Workspaces let multiple agents share vector collections without name collisions. All collections created through a workspace-scoped client are automatically namespaced — agents in the same workspace see each other's collections; agents in different workspaces are fully isolated.
from aetherfy_vectors import AetherfyVectorsClient
client = AetherfyVectorsClient(
api_key="afy_live_your_api_key_here",
workspace="invoice-pipeline", # All operations are scoped to this workspace
)Collection names are automatically prefixed — you always use the short name:
# Create a collection (stored as "invoice-pipeline/documents" internally)
from aetherfy_vectors.models import VectorConfig, DistanceMetric
client.create_collection("documents", VectorConfig(size=768, distance=DistanceMetric.COSINE))

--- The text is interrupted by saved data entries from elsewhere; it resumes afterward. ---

PR #1798, opened 2021-01-08
[fiixed] infinite loop in config parser for include with quote

matthiashanel:
and double quote.

similar to last, even more straight forward


derekcollison (approved):
LGTM

kozlovic (approved):
LGTM

PR #1801, opened 2021-01-12
Propose going back to condition variable to notify writeLoop

### LINKED ISSUE #1786: publish same subject with multiple clients will lead to lower performance
I have a cluster with 3 nats nodes. and I use nats-bench tool to publish and subscribe to test the performance
There are 3 subscription with nats-bench CLI:
nats-bench -np 0 -ns 1 -n 100000000 -s nats://127.0.0.1:4421 foo
nats-bench -np 0 -ns 1 -n 100000000 -s nats://127.0.0.1:4421 foo
nats-bench -np 0 -ns 1 -n 100000000 -s nats://127.0.0.1:4421 foo

And, When I publish with CLI:
nats-bench -np 1 -n 100000000 -s nats://127.0.0.1:4421 foo
I got the result: 
> Starting benchmark [msgs=100000000, msgsize=128, pubs=1, subs=0]
> Pub stats: 1,265,771 msgs/sec ~ 154.51 MB/sec

but when I increase the publish client to 2, I got lower performance
nats-bench -np 2 -n 100000000 -s nats://127.0.0.1:4421 foo
> Starting benchmark [msgs=100000000, msgsize=128, pubs=2, subs=0]
> Pub stats: 994,603 msgs/sec ~ 121.41 MB/sec
>  [1] 497,817 msgs/sec ~ 60.77 MB/sec (50000000 msgs)
>  [2] 497,306 msgs/sec ~ 60.71 MB/sec (50000000 msgs)
>  min 497,306 | avg 497,561 | max 497,817 | stddev 255 msgs

I test multiple times with different size of publish client, when the publish size is 1, the performance is the best

I read the code, I found the function client.deliverMsg have a lock operation and the granularity of the lock is really too big. Could you consider to refine the granularity of the lock.  I am not sure that is the root cause, but it is really weird, why it performs worse when increasing the publishing client size

Thanks and waiting for your response : )

kozlovic:
This is how it was up to v2.1.2 included (changed in v2.1.4 onward).
I added a benchmark that has 3 subscribers running and increase
the number of publishers: 1, 2, 5 and 10. This is the comparison
between the pre-PR and post-PR:

```
benchcmp old.txt new.txt
benchmark                           old ns/op     new ns/op     delta
Benchmark___BumpPubCount_1x3-16     396           385           -2.78%
Benchmark___BumpPubCount_2x3-16     495           406           -17.98%
Benchmark___BumpPubCount_5x3-16     542           395           -27.12%
Benchmark__BumpPubCount_10x3-16     549           515           -6.19%

benchmark                           old MB/s     new MB/s     speedup
Benchmark___BumpPubCount_1x3-16     717.27       737.54       1.03x
Benchmark___BumpPubCount_2x3-16     574.31       699.02       1.22x
Benchmark___BumpPubCount_5x3-16     524.35       718.80       1.37x
Benchmark__BumpPubCount_10x3-16     517.26       551.53       1.07x
```

It is inline with what the user reported, seeing a 20% drop in performance
when going from 1 publisher to 2. But, as we can see, the difference
between go channel and cond variable reduces with the increased number
of publishers after a certain number.

I am not sure of the performance impact on other situations, so this
PR is more of a proposal than a fix.

Resolves #1786

### DIFF
--- a/server/client.go
+++ b/server/client.go
@@ -288,7 +288,7 @@ type outbound struct {
 	pb  int64         // Total pending/queued bytes.
 	pm  int32         // Total pending/queued messages.
 	fsp int32         // Flush signals that are pending per producer from readLoop's pcd.
-	sch chan struct{} // To signal writeLoop that there is data to flush.
+	sg  *sync.Cond    // To signal writeLoop that there is data to flush.
 	wdl time.Duration // Snapshot of write deadline.
 	mp  int64         // Snapshot of max pending for client.
 	lft time.Duration // Last flush time for Write.
@@ -536,7 +536,7 @@ func (c *client) initClient() {
 
 	// Outbound data structure setup
 	c.out.sz = startBufSize
-	c.out.sch = make(chan struct{}, 1)
+	c.out.sg = sync.NewCond(&(c.mu))
 	opts := s.getOpts()
 	// Snapshots to avoid mutex access in fast paths.
 	c.out.wdl = opts.WriteDeadline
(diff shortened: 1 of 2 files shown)


derekcollison (approved):
LGTM

PR #1802, opened 2021-01-14
Fixed sublist notification

kozlovic:
The insert notification was done based on the creation of a node
during an insert, which was wrong since the node may have already
existed and still the subscription could be all new. For instance,
suppose that there is a subscription on "foo.bar".
We register an notification interest for "foo", which does not
notify, which is normal. Then we create a subscription on "foo".
During the insert, "foo" node already exists so notification would
not be sent, but it should.
Fixed also removed by having removeFromNode() returning a boolean
to indicate if the subscription was the last in that node.
However, it seems that we again check for interest in
chkForRemoveNotification(), so not sure if that is required.

### DIFF
--- a/server/sublist.go
+++ b/server/sublist.go
@@ -349,7 +349,6 @@ func (s *Sublist) Insert(sub *subscription) error {
 			}
 		}
 		if n == nil {
-			isnew = true
 			n = newNode()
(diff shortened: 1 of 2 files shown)


derekcollison (approved):
LGTM - Thanks!

PR #1803, opened 2021-01-14
JetStream Clustering

derekcollison:
This is the first pass PR at JS clustering. 

/cc @nats-io/core


server/client.go
```diff
@@ -3587,22 +3624,35 @@ func (c *client) processServiceImport(si *serviceImport, acc *Account, msg []byt
...
 	// Can't use non-locked trick like in processInboundClientMsg, so just call into selectMappedSubject
 	// so we only lock once.
 	to, _ = si.acc.selectMappedSubject(to)
 
-	// Save off some of our state.
-	oreply, oacc, opsi := c.pa.reply, c.acc, c.pa.psi
-	c.pa.reply = nrr
-	c.pa.psi = si
+	// Copy our pubArg and account
+	pacopy := c.pa
```
kozlovic, line 3633: But that is not a deep copy. Meaning that `int` etc.. will be copied, but reference to slices will be the same. So if c.pa.<any slice> change, then pacopy's slices will reflect the change. Is that ok?

derekcollison: I don't change the strings or byte slices, but can replace them in the copy of c.pa which will be put back when done.

server/gateway.go
```diff
@@ -45,7 +45,7 @@ const (
 	// hash of origin cluster name and <server> is 6 characters hash of origin server pub key.
 	gwReplyPrefix    = "_GR_."
 	gwReplyPrefixLen = len(gwReplyPrefix)
-	gwHashLen        = 6
+	gwHashLen        = sysHashLen
```
kozlovic, line 48: Just making a note here that this may break pre GWs between pre 2.2.0 and 2.2.0 servers. Not sure, will have to experiment/dig a bit more.

kozlovic: Alternatively, we could have a getHash() with a count and default would be 8 but for GW code, I would call with 6 to maintain compatibility. No other code in gateway.go has been changed it seems, so that would be safer I think.

derekcollison: Possibly, need to know if its really a problem.

kozlovic: Will check and we can always adjust if it happens to be a problem.

kozlovic (approved):
LGTM

server/jetstream_api.go
```diff
@@ -747,90 +798,110 @@ func jsNotFoundError(err error) *ApiError {
...
 	resp.StreamInfo = &StreamInfo{Created: mset.Created(), State: mset.State(), Config: mset.Config()}
-	s.sendAPIResponse(c, subject, reply, string(msg), s.jsonResponse(resp))
+	s.sendAPIResponse(ci, acc, subject, reply, string(msg), s.jsonResponse(resp))
 }
 
 // Request to update a stream.
-func (s *Server) jsStreamUpdateRequest(sub *subscription, c *client, subject, reply string, msg []byte) {
-	if c == nil || c.acc == nil {
+func (s *Server) jsStreamUpdateRequest(sub *subscription, c *client, subject, reply string, rmsg []byte) {
+	if c == nil {
```
ripienaar, line 847: shouldnt these also be `if c == nil || !s.JetStreamIsLeader() {` - few places here of that

derekcollison: I need to flesh out the rest of the API, not all implemented yet.

derekcollison: Marked here - https://github.com/nats-io/nats-server/projects/2

derekcollison: Part of https://github.com/nats-io/nats-server/pull/1819

PR #1804, opened 2021-01-14
Fixed service import cycle detection that broke with JS clustering

kozlovic:
Also added some no-op error handler for some tests to silence the
error report in the log.


derekcollison (approved):
LGTM - Thanks!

# Search — no need to know the full scoped name
results = client.search("documents", query_vector=embedding, limit=10)
# List — only returns collections in your workspace
collections = client.get_collections()
# → [CollectionDescription(name='documents', ...)] (short names, not scoped names)# Agent A: extractor
extractor = AetherfyVectorsClient(api_key=api_key, workspace="invoice-pipeline")
extractor.create_collection("raw-invoices", VectorConfig(size=768, distance=DistanceMetric.COSINE))

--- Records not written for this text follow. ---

PR #1805, opened 2021-01-14
[added] enforcement and usage of scoped signing keys

matthiashanel:

I added a lookup of the scoped signing key to applyAccountLimits. 
passing in the values into the function would have made the change a lot bigger.

Currently the update strategy of scoped keys is to disconnect the clients

### DIFF
--- a/server/accounts.go
+++ b/server/accounts.go
@@ -2857,14 +2857,13 @@ func (s *Server) updateAccountClaimsWithRefresh(a *Account, ac *jwt.AccountClaim
 	}
 	if len(a.signingKeys) != len(old.signingKeys) {
 		signersChanged = true
-	} else {
-		for k, scope := range a.signingKeys {
-			if oldScope, ok := old.signingKeys[k]; !ok {
-				signersChanged = true
-			} else if !reflect.DeepEqual(scope, oldScope) {
-				signersChanged = true
-				alteredScope[k] = struct{}{}
-			}
+	}
+	for k, scope := range a.signingKeys {
+		if oldScope, ok := old.signingKeys[k]; !ok {
+			signersChanged = true
+		} else if !reflect.DeepEqual(scope, oldScope) {
+			signersChanged = true
+			alteredScope[k] = struct{}{}
 		}
 	}
 	a.mu.Unlock()
--- a/server/accounts.go
+++ b/server/accounts.go
@@ -74,7 +74,7 @@ type Account struct {
 	limits
 	expired      bool
 	incomplete   bool
-	signingKeys  []string
+	signingKeys  map[string]jwt.Scope
 	srv          *Server // server this account is registered with (possibly nil)
 	lds          string  // loop detection subject for leaf nodes
 	siReply      []byte  // service reply prefix, will form wildcard subscription.
@@ -2596,7 +2596,8 @@ func (a *Account) isIssuerClaimTrusted(claims *jwt.ActivationClaims) bool {
 		}
 		return false
 	}
-	return a.hasIssuerNoLock(claims.Issuer)
+	_, ok := a.hasIssuerNoLock(claims.Issuer)
+	return ok
 }
 
 // Returns true if `a` and `b` stream imports are the same. Note that the
@@ -2742,26 +2743,23 @@ func (a *Account) checkExpiration(claims *jwt.ClaimsData) {
 }
 
 // hasIssuer returns true if the issuer matches the account
+// If the issuer is a scoped signing key, the scope will be returned as well
 // issuer or it is a signing key for the account.
-func (a *Account) hasIssuer(issuer string) bool {
+func (a *Account) hasIssuer(issuer string) (jwt.Scope, bool) {
 	a.mu.RLock()
-	hi := a.hasIssuerNoLock(issuer)
+	scope, ok := a.hasIssuerNoLock(issuer)
 	a.mu.RUnlock()
-	return hi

extractor.upsert("raw-invoices", extracted_points)
# Agent B: classifier — same workspace, sees Agent A's collection
classifier = AetherfyVectorsClient(api_key=api_key, workspace="invoice-pipeline")
results = classifier.search("raw-invoices", query_vector=embedding, limit=20)Agents deployed by Aetherfy automatically have AETHERFY_WORKSPACE set. The client picks this up if no workspace is passed explicitly:
import os
# In a deployed agent, AETHERFY_WORKSPACE is injected automatically
client = AetherfyVectorsClient(api_key=os.environ["AETHERFY_API_KEY"])
# → workspace is auto-detected from AETHERFY_WORKSPACE env var# No workspace — collections are stored as-is, not scoped
client = AetherfyVectorsClient(api_key="afy_live_your_key")
client.create_collection("my-global-collection", VectorConfig(size=768, distance=DistanceMetric.COSINE))Tip: Create workspaces explicitly in the Aetherfy control plane before use (
afy workspaces create invoice-pipeline). Agents deployed to a workspace automatically receive the workspace name viaAETHERFY_WORKSPACE.
Collections can carry an optional payload schema that the SDK validates against before upsert — catching malformed payloads client-side without a round trip. Schemas are cached and automatically revalidated when they change server-side (via ETag).
from aetherfy_vectors import Schema, FieldDefinition
schema = Schema(
fields={
"title": FieldDefinition(type="string", required=True),
"price": FieldDefinition(type="float", required=True),
"tags": FieldDefinition(type="array", required=False, element_type="string"),
"in_stock": FieldDefinition(type="boolean", required=False),
},
description="Product catalog payloads",
)
# enforcement: "off" (no validation), "warn" (log warnings), "strict" (raise on violation)
etag = client.set_schema("products", schema, enforcement="strict")
# Inspect or remove the schema
current = client.get_schema("products") # returns None if no schema is defined
client.delete_schema("products")analysis = client.analyze_schema("products", sample_size=1000)
print(analysis.suggested_schema) # a Schema you can set_schema() directlySchema violations raise SchemaValidationError (with a list of per-field errors). If the server reports a stale schema (412 Precondition Failed), the SDK auto-refreshes the cache and retries.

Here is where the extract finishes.